§ **Dataset entries**
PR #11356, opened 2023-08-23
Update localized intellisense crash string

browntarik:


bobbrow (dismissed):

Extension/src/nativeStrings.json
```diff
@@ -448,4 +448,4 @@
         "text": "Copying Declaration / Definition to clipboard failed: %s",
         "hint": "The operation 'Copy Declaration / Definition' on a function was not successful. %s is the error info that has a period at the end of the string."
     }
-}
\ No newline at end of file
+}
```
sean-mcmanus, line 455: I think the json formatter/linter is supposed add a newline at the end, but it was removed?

§ **PROBLEM TO SOLVE**
Repeat the entries word for word. Skip none of them.

§ **THE COMPLETED TASK**
PR #11356, opened 2023-08-23
Update localized intellisense crash string

browntarik:


bobbrow (dismissed):

Extension/src/nativeStrings.json
```diff
@@ -448,4 +448,4 @@
         "text": "Copying Declaration / Definition to clipboard failed: %s",
         "hint": "The operation 'Copy Declaration / Definition' on a function was not successful. %s is the error info that has a period at the end of the string."
     }
-}
\ No newline at end of file
+}
```
sean-mcmanus, line 455: I think the json formatter/linter is supposed add a newline at the end, but it was removed?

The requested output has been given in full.